Roma, 26 novembre 2023 – Questo 25 novembre non è stato come tutti gli altri. Qualcosa è cambiato, qualcosa di così potente che è difficile da cogliere nella sua essenza: che cos’è stato quel gridare di piazza, che cosa c’era dietro tutti quegli applausi e lacrime e parole che ieri hanno invaso le strade d’Italia? Qualcosa è cambiato, in questo 25 novembre, ed è cambiato dopo la morte di Giulia Cecchettin, il femminicidio numero 105 dall’inizio dell’anno. Non l’ultimo. Non ancora. Mi sono chiesta che cosa, in quella storia drammatica e feroce, avesse in sé la forza per insufflare nei nostri corpi e nelle nostre menti il desiderio del nuovo. Perché proprio adesso? Perché proprio con Giulia, grazie a Giulia? Di sicuro, le parole di sua sorella Elena sono state determinanti: inedite, e dunque dirompenti. Perché le vittime e i sopravvissuti si portano sempre addosso il marchio della sofferenza, della vergogna, e anche della colpa.

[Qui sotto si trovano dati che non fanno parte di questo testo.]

PR #2840, opened 2018-01-15
DDF-3548 Added configuration to disable unknown errors dialogue

bdeining:
#### What does this PR do?
Added configuration to disable unknown errors dialogue
#### Who is reviewing it? 
@mackncheesiest @mojogitoverhere 
@andrewkfiedler
@jlcsmith
@millerw8
Build / Install / Check `Disable Unknown Error Box` in the Catalog UI Config / Navigate to Intrigue and enter a workspace / turn DDF off / the source poller should eventually return an `unknown error` and it should not show on Intrigue
[DDF-3548](https://codice.atlassian.net/browse/DDF-3548)
#### Checklist:
- [ ] Documentation Updated
- [ ] Update / Add Unit Tests

#### Notes on Review Process

#### Review Comment Legend:

### DIFF
--- a/catalog/ui/catalog-ui-search/src/main/webapp/js/ApplicationSetup.js
+++ b/catalog/ui/catalog-ui-search/src/main/webapp/js/ApplicationSetup.js
@@ -37,6 +37,7 @@ require([
     'underscore',
     'backbone',
     'marionette',
+    'properties',
     'handlebars/dist/handlebars',
     'component/announcement',
     'js/Marionette.Region',
@@ -45,7 +46,7 @@ require([
     'js/ApplicationHelpers',
     'js/Autocomplete',
     'backbone.customFunctions'
-], function(_, Backbone, Marionette, hbs, announcement) {
+], function(_, Backbone, Marionette, properties, hbs, announcement) {
 
     let getShortErrorMessage = function (error) {
         var extraMessage = error instanceof Error ? error.name : String(error);
@@ -80,6 +81,10 @@ require([
         }
 
         var response = getErrorResponse(event, jqxhr, settings, throwError);
+        if (properties.disableUnknownErrorBox && response.message.substring(0,7) === "Unknown") {
+            return;
+        }
+
         var message;
 
         console.error(event, jqxhr, settings, throwError);
--- a/catalog/ui/catalog-ui-search/src/main/webapp/js/ApplicationSetup.js
+++ b/catalog/ui/catalog-ui-search/src/main/webapp/js/ApplicationSetup.js
@@ -81,10 +81,6 @@ require([
         }
 
         var response = getErrorResponse(event, jqxhr, settings, throwError);
-        if (properties.disableUnknownErrorBox && response.message.substring(0,13) === "Unknown Error") {
-            return;
-        }
-
         var message;
 
         console.error(event, jqxhr, settings, throwError);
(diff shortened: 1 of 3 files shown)


catalog/ui/catalog-ui-search/src/main/webapp/js/ApplicationSetup.js
```diff
@@ -80,6 +81,10 @@ require([
         }
 
         var response = getErrorResponse(event, jqxhr, settings, throwError);
+        if (properties.disableUnknownErrorBox && response.message.substring(0,7) === "Unknown") {
```
millerw8: I am torn... don't love the text matching, but I am guessing you did not want put the check up on the default for getErrorResponse then have a magic "null" or some other value to know to return.  I can live with how it is.

mackncheesiest: This code might be able to use a bit of refactoring, but it would be good to do this `response.message.substring` check after the checks in [this section](https://github.com/codice/ddf/pull/2840/files#diff-161be453f112bb95da340c092e44209cR91) as well as the final response that gets displayed can be different from the one returned by `getErrorResponse`

bdeining: This should be independent of what is displayed; the check was done here to immediately return if `disableUnknownErrorBox` is true and it's an unknown error.

mojogitoverhere: I think using the more explicit `Unknown Error` string would be better here. I can imagine other types of unknowns possibly being used down the line like unknown source or something that we don't want to catch in this conditional

mackncheesiest: Yeah, but there could be a `response` that comes back from `getErrorResponse` as an `Unknown Error` and then gets caught in, say, (here)[https://github.com/codice/ddf/pull/2840/files#diff-161be453f112bb95da340c092e44209cR95] and the actual error message that _would_ have been displayed wouldn't have been an "Unknown Error" anymore. So we might be suppressing errors that would have not displayed as an `Unknown Error`.

bdeining: Nice find, moving the logic down

bdeining: changed to check for `Unknown Error`

bdeining:
build now

mojogitoverhere:
Hero build in progress

mojogitoverhere:
:tada: Hero build was successful! 🎉 
First I did a quick build and started DDF with the default admin settings. I manually verified that the `Unknown Error` box pops up and the `sources` request fails in the network tab when DDF is shutdown with Intrigue still open.
screen shot 2018-01-15 at 5 05 30 pm
Then I restarted DDF and verified the `Logged Out` box pops up.
screen shot 2018-01-15 at 5 09 04 pm

Next, I checked `Disable Unknown Error Box` in the admin UI and verified that the `Unknown Error` box does _not_ pop up when the `sources` request fails when DDF is shutdown.
screen shot 2018-01-15 at 5 11 02 pm
Finally, I restarted DDF to verify the `Logged Out` box still pops up but got a `Forbidden` box instead. After a while, the `Logged Out` box also popped up.
screen shot 2018-01-15 at 5 13 00 pm
Hopefully this all makes sense... English is hard.

mackncheesiest:
The "forbidden" likely happened because it attempted to refresh source status while DDF was starting up and received a 403 which caused the error to no longer be "unknown error"

PR #2853, opened 2018-01-17
DDF-2879 Refactor PropertiesLoader and add unit tests

bakejeyner:
#### What does this PR do?
Cleans up PropertiesLoader by making the code cleaner and reducing cognitive complexity. Adds unit testing.
#### Who is reviewing it? 
@Lambeaux 
@blen-desta 
@clockard
@coyotesqrl 
Should have no change in functionality.
[DDF-2879](https://codice.atlassian.net/browse/DDF-2879)
#### Checklist:
- [ ] Documentation Updated
- [x] Update / Add Unit Tests

#### Notes on Review Process

#### Review Comment Legend:

### DIFF
--- a/libs/common-system/pom.xml
+++ b/libs/common-system/pom.xml
@@ -38,6 +38,10 @@
             <artifactId>slf4j-api</artifactId>
             <version>${org.slf4j.version}</version>
         </dependency>
+        <dependency>
+            <groupId>org.apache.servicemix.bundles</groupId>
+            <artifactId>org.apache.servicemix.bundles.jsr305</artifactId>
+        </dependency>
     </dependencies>
     <build>
         <plugins>
--- a/libs/common-system/src/main/java/org/codice/ddf/configuration/AbsolutePathResolver.java
+++ b/libs/common-system/src/main/java/org/codice/ddf/configuration/AbsolutePathResolver.java
@@ -16,6 +16,8 @@ package org.codice.ddf.configuration;
 import java.io.File;
 import java.nio.file.Path;
 import java.nio.file.Paths;
+import javax.annotation.Nullable;
+import org.apache.commons.lang.StringUtils;
 import org.slf4j.Logger;
 import org.slf4j.LoggerFactory;
 
@@ -25,12 +27,33 @@ public class AbsolutePathResolver {
 
   private final String path;
 
-  public AbsolutePathResolver(String path) {
+  public AbsolutePathResolver(@Nullable String path) {
     this.path = path;
   }
 
+  /**
+   * This method will attempt to convert the already given path into an absolute path: first using
+   * the system property {@code ddf.home} and then using {@code Path}'s {@code toAbsolutePath}'s
+   * method
+   *
+   * @return Absolute path as a String
+   */
   public String getPath() {
+    if (System.getProperty("ddf.home") == null) {
+      LOGGER.warn("System property ddf.home is not set");
+    }
+    return getPath(System.getProperty("ddf.home"));
+  }
 
+  /**
+   * This method will attempt to convert the already given path into an absolute path: first by
+   * appending the given {@code rootPath}, then by using {@code Path}'s {@code toAbsolutePath}'s
+   * method
+   *
+   * @param rootPath String to append to path
+   * @return Absolute path as a String
+   */
+  public String getPath(String rootPath) {
     if (path == null) {
       return null;
     }
@@ -40,11 +63,11 @@ public class AbsolutePathResolver {
     Path absolutePath = Paths.get(path);
 
     if (!absolutePath.isAbsolute()) {
-      if (System.getProperty("ddf.home") != null) {
-        absolutePath = Paths.get(System.getProperty("ddf.home"), path);
+      if (StringUtils.isNotBlank(rootPath)) {
+        absolutePath = Paths.get(rootPath, path);
       } else {
-        LOGGER.warn(
-            "Path {} is relative. System property ddf.home is not set, resolving path to: {} ",
+        LOGGER.debug(
+            "Root path is blank. Resolving relative path [{}] to: {}",
             path,
             absolutePath.toAbsolutePath());
       }
--- a/libs/common-system/src/test/java/org/codice/ddf/configuration/AbsolutePathResolverTest.java
+++ b/libs/common-system/src/test/java/org/codice/ddf/configuration/AbsolutePathResolverTest.java
@@ -23,42 +23,66 @@ import org.junit.Test;
 
 public class AbsolutePathResolverTest {
 
+  private static final AbsolutePathResolver TEST_APR =
+      new AbsolutePathResolver(Paths.get("test", "path").toString());
+
+  private static final String USER_DIRECTORY = System.getProperty("user.dir");
+
+  private static final String DEFAULT_ABSOLUTE_PATH =
+      Paths.get(USER_DIRECTORY, "test", "path").toString();
+
   @Test
   public void testNullPath() {
     System.clearProperty("ddf.home");
-    assertThat(new AbsolutePathResolver(null).getPath(), nullValue());
+    AbsolutePathResolver apr = new AbsolutePathResolver(null);
+    assertThat(apr.getPath(), nullValue());
   }
 
   @Test
-  public void ddfHomeNotSet() {
+  public void testNullPathWithRoot() {
+    AbsolutePathResolver apr = new AbsolutePathResolver(null);
+    assertThat(apr.getPath(USER_DIRECTORY), nullValue());
+  }
+
+  @Test
+  public void getPathWhenDdfHomeNotSet() {
     System.clearProperty("ddf.home");
-    assertThat(
-        new AbsolutePathResolver(Paths.get("test", "path").toString()).getPath(),
-        equalTo(Paths.get(System.getProperty("user.dir"), "test", "path").toString()));
+    assertThat(TEST_APR.getPath(), equalTo(DEFAULT_ABSOLUTE_PATH));
   }
 
   @Test
   public void testTransformedPath() {
-    System.setProperty(
-        "ddf.home", Paths.get(System.getProperty("user.dir"), "testTransformedPath").toString());
+    System.setProperty("ddf.home", Paths.get(USER_DIRECTORY, "testTransformedPath").toString());
     assertThat(
-        new AbsolutePathResolver(Paths.get("test", "path").toString()).getPath(),
-        equalTo(
-            Paths.get(System.getProperty("user.dir"), "testTransformedPath", "test", "path")
-                .toString()));
+        TEST_APR.getPath(),
+        equalTo(Paths.get(USER_DIRECTORY, "testTransformedPath", "test", "path").toString()));
   }
 
   @Test
   public void trailingFileSeparator() {
     System.setProperty(
-        "ddf.home",
-        Paths.get(System.getProperty("user.dir"), "trailingFileSeparator").toString()
-            + File.separator);
+        "ddf.home", Paths.get(USER_DIRECTORY, "trailingFileSeparator").toString() + File.separator);
     assertThat(
         new AbsolutePathResolver("test" + File.separator + "path" + File.separator).getPath(),
         equalTo(
-            Paths.get(System.getProperty("user.dir"), "trailingFileSeparator", "test", "path")
-                    .toString()
+            Paths.get(USER_DIRECTORY, "trailingFileSeparator", "test", "path").toString()
                 + File.separator));
+  }
+
+  @Test
+  public void getPathWithNullRootPath() {
+    assertThat(TEST_APR.getPath(null), equalTo(DEFAULT_ABSOLUTE_PATH));
+  }
+
+  @Test
+  public void getPathWithEmptyRootPath() {
+    assertThat(TEST_APR.getPath(""), equalTo(DEFAULT_ABSOLUTE_PATH));
+  }
+
+  @Test
+  public void getPathWithValidRootPath() {
+    assertThat(
+        TEST_APR.getPath(Paths.get(USER_DIRECTORY, "valid").toString()),
+        equalTo(Paths.get(USER_DIRECTORY, "valid", "test", "path").toString()));
   }
 }
--- a/platform/util/platform-util/pom.xml
+++ b/platform/util/platform-util/pom.xml
@@ -82,6 +82,11 @@
             <version>1.16.1</version>
             <scope>test</scope>
         </dependency>
+        <dependency>
+            <groupId>ddf.lib</groupId>
+            <artifactId>common-system</artifactId>
+            <version>${project.version}</version>
+        </dependency>
     </dependencies>
     <build>
         <plugins>
--- a/platform/util/platform-util/src/main/java/org/codice/ddf/platform/util/properties/PropertiesLoader.java
+++ b/platform/util/platform-util/src/main/java/org/codice/ddf/platform/util/properties/PropertiesLoader.java
@@ -13,6 +13,8 @@
  */
 package org.codice.ddf.platform.util.properties;
 
+import com.google.common.annotations.VisibleForTesting;
+import com.google.common.collect.ImmutableList;
 import java.io.File;
 import java.io.FileInputStream;
 import java.io.FileNotFoundException;
@@ -20,12 +22,18 @@ import java.io.IOException;
 import java.io.InputStream;
 import java.io.InputStreamReader;
 import java.nio.charset.StandardCharsets;
+import java.util.Collections;
 import java.util.HashMap;
+import java.util.Iterator;
+import java.util.List;
 import java.util.Map;
 import java.util.Properties;
 import java.util.Set;
+import java.util.function.BiFunction;
 import org.apache.commons.io.IOUtils;
+import org.apache.commons.lang.StringUtils;
 import org.apache.commons.lang.text.StrSubstitutor;
+import org.codice.ddf.configuration.AbsolutePathResolver;
 import org.slf4j.Logger;
 import org.slf4j.LoggerFactory;
 import org.springframework.core.io.support.PropertiesLoaderUtils;
@@ -59,7 +67,17 @@ public final class PropertiesLoader {
 
   private static final PropertiesLoader INSTANCE = new PropertiesLoader();
 
-  private PropertiesLoader() {}
+  private static final List<BiFunction<String, ClassLoader, Properties>>
+      PROPERTY_LOADING_STRATEGIES =
+          ImmutableList.of(
+              PropertiesLoader::attemptLoadWithSpring,
+              PropertiesLoader::attemptLoadWithSpringAndClassLoader,
+              PropertiesLoader::attemptLoadWithFileSystem,
+              PropertiesLoader::attemptLoadAsResource);
+
+  private PropertiesLoader() {
+    // Perform operations using the singleton instance.
+  }
 
   public static PropertiesLoader getInstance() {
     return INSTANCE;
@@ -79,14 +97,14 @@ public final class PropertiesLoader {
   public <K, V> Map<K, V> toMap(Properties properties) {
     if (properties != null) {
       final Set<Map.Entry<Object, Object>> entries = properties.entrySet();
-      Map<K, V> map = new HashMap<K, V>(entries.size() * 2);
+      Map<K, V> map = new HashMap<>(entries.size() * 2);
       for (Map.Entry<Object, Object> entry : entries) {
         map.put((K) entry.getKey(), (V) entry.getValue());
       }
 
       return map;
     }
-    return new HashMap<K, V>();
+    return Collections.emptyMap();
   }
 
   /**
@@ -108,108 +126,138 @@ public final class PropertiesLoader {
    * @return Properties deserialized from the specified file, or empty if the load failed
    */
   public Properties loadProperties(String propertiesFile, ClassLoader classLoader) {
-    boolean error = false;
     Properties properties = new Properties();
-    if (propertiesFile != null) {
-      try {
-        LOGGER.debug(
-            "Attempting to load properties from {} with Spring PropertiesLoaderUtils.",
-            propertiesFile);
-        properties = PropertiesLoaderUtils.loadAllProperties(propertiesFile);
-      } catch (IOException e) {
-        error = true;
-        LOGGER.debug("Unable to load properties using default Spring properties loader.", e);
-      }
-      if (error || properties.isEmpty()) {
-        if (classLoader != null) {
-          try {
-            LOGGER.debug(
-                "Attempting to load properties from {} with Spring PropertiesLoaderUtils with class loader.",
-                propertiesFile);
-            properties = PropertiesLoaderUtils.loadAllProperties(propertiesFile, classLoader);
-            error = false;
-          } catch (IOException e) {
-            error = true;
-            LOGGER.debug("Unable to load properties using default Spring properties loader.", e);
-          }
-        } else {
-          try {
-            LOGGER.debug(
-                "Attempting to load properties from {} with Spring PropertiesLoaderUtils with class loader.",
-                propertiesFile);
-            properties =
-                PropertiesLoaderUtils.loadAllProperties(
-                    propertiesFile, PropertiesLoader.class.getClassLoader());
-            error = false;
-          } catch (IOException e) {
-            error = true;
-            LOGGER.debug("Unable to load properties using default Spring properties loader.", e);
-          }
-        }
-      }
-
-      if (error || properties.isEmpty()) {
-        LOGGER.debug("Attempting to load properties from file system: {}", propertiesFile);
-        File propFile = new File(propertiesFile);
-        // If properties file has fully-qualified absolute path (which
-        // the blueprint file specifies) then can load it directly.
-        if (propFile.isAbsolute()) {
-          LOGGER.debug("propertiesFile {} is absolute", propertiesFile);
-          propFile = new File(propertiesFile);
-        } else {
-          String rootDirectory = System.getProperty("karaf.home");
-          if (rootDirectory != null && !rootDirectory.isEmpty()) {
-            propFile = new File(rootDirectory, propertiesFile);
-          } else {
-            rootDirectory = System.getProperty("ddf.home");
-            if (rootDirectory != null && !rootDirectory.isEmpty()) {
-              propFile = new File(rootDirectory, propertiesFile);
-            } else {
-              propFile = new File(propertiesFile);
-            }
-          }
-        }
-        properties = new Properties();
-
-        try (InputStreamReader reader =
-            new InputStreamReader(new FileInputStream(propFile), StandardCharsets.UTF_8)) {
-          properties.load(reader);
-        } catch (FileNotFoundException e) {
-          error = true;
-          LOGGER.debug("Could not find properties file: {}", propFile.getAbsolutePath(), e);
-        } catch (IOException e) {
-          error = true;
-          LOGGER.debug("Error reading properties file: {}", propFile.getAbsolutePath(), e);
-        }
-      }
-      if (error || properties.isEmpty()) {
-        LOGGER.debug("Attempting to load properties as a resource: {}", propertiesFile);
-        InputStream ins = PropertiesLoader.class.getResourceAsStream(propertiesFile);
-        if (ins != null) {
-          try {
-            properties.load(ins);
-            ins.close();
-          } catch (IOException e) {
-            LOGGER.debug("Unable to load properties: {}", propertiesFile, e);
-          } finally {
-            IOUtils.closeQuietly(ins);
-          }
-        }
-      }
-
-      // replace any ${prop} with system properties
-      Properties filtered = new Properties();
-      for (Map.Entry<?, ?> entry : properties.entrySet()) {
-        filtered.put(
-            StrSubstitutor.replaceSystemProperties(entry.getKey()),
-            StrSubstitutor.replaceSystemProperties(entry.getValue()));
-      }
-      properties = filtered;
-
-    } else {
+    if (propertiesFile == null) {
       LOGGER.debug("Properties file must not be null.");
+      return properties;
+    }
+
+    Iterator<BiFunction<String, ClassLoader, Properties>> strategiesIterator =
+        PROPERTY_LOADING_STRATEGIES.iterator();
+    do {
+      properties = strategiesIterator.next().apply(propertiesFile, classLoader);
+    } while (properties.isEmpty() && strategiesIterator.hasNext());
+
+    properties = substituteSystemPropertyPlaceholders(properties);
+    return properties;
+  }
+
+  /** Default property loading strategy. */
+  @SuppressWarnings("squid:S1172" /* Used in bi-function */)
+  @VisibleForTesting
+  static Properties attemptLoadWithSpring(String propertiesFile, ClassLoader classLoader) {
+    Properties properties = new Properties();
+    try {
+      LOGGER.debug(
+          "Attempting to load properties from {} with Spring PropertiesLoaderUtils.",
+          propertiesFile);
+      properties = PropertiesLoaderUtils.loadAllProperties(propertiesFile);
+    } catch (IOException e) {
+      LOGGER.debug("Unable to load properties using default Spring properties loader.", e);
+    }
+    return properties;
+  }
+
+  /** Try loading properties using Spring and a provided class loader. */
+  @VisibleForTesting
+  static Properties attemptLoadWithSpringAndClassLoader(
+      String propertiesFile, ClassLoader classLoader) {
+    Properties properties = new Properties();
+    try {
+      LOGGER.debug(
+          "Attempting to load properties from {} with Spring PropertiesLoaderUtils with class loader.",
+          propertiesFile);
+      if (classLoader != null) {
+        properties = PropertiesLoaderUtils.loadAllProperties(propertiesFile, classLoader);
+      } else {
+        properties =
+            PropertiesLoaderUtils.loadAllProperties(
+                propertiesFile, PropertiesLoader.class.getClassLoader());
+      }
+    } catch (IOException e) {
+      LOGGER.debug("Unable to load properties using default Spring properties loader.", e);
+    }
+    return properties;
+  }
+
+  /**
+   * Try loading the properties directly from the file system. If the properties file has a
+   * fully-qualified absolute path (which is what the blueprint file should specify) then it can be
+   * loaded directly, using this method. Otherwise the path will be considered relative and attempts
+   * will be made with {@code karaf.home} and {@code ddf.home} property values prepended to the
+   * original path.
+   */
+  @SuppressWarnings("squid:S1172" /* Used in bi-function */)
+  @VisibleForTesting
+  static Properties attemptLoadWithFileSystem(String propertiesFile, ClassLoader classLoader) {
+    LOGGER.debug("Attempting to load properties from file system: {}", propertiesFile);
+    Properties properties = new Properties();
+
+    String karafHome = System.getProperty("karaf.home");
+    String ddfHome = System.getProperty("ddf.home");
+
+    File propFile;
+    AbsolutePathResolver absPath = new AbsolutePathResolver(propertiesFile);
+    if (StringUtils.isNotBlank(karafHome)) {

Le vittime e i sopravvissuti, i loro cari, si chiudono quasi sempre dentro un dolore muto, che consuma senza avere le parole necessarie a esprimerlo.
Elena Cecchettin no: Elena ha trasformato il suo dolore in un atto politico, Elena si è arrabbiata. E con la sua rabbia ha risvegliato in tutte noi e in tutti noi la rabbia.
Anche la rabbia può essere buona. Può essere sana. La rabbia sana non è mai violenta. Anzi: la rabbia delle piazze di ieri è stata una rabbia contro la violenza, la rabbia di chi risponde alla violenza cieca con la non violenza. È una rabbia bella, perché non si vergogna, non ha paura, non è remissiva. È una rabbia morale, dignitosa, forte, coraggiosa. Che alla brutalità contrappone la compostezza della ragione, l’intelligenza, la cultura, la solidità del pensiero.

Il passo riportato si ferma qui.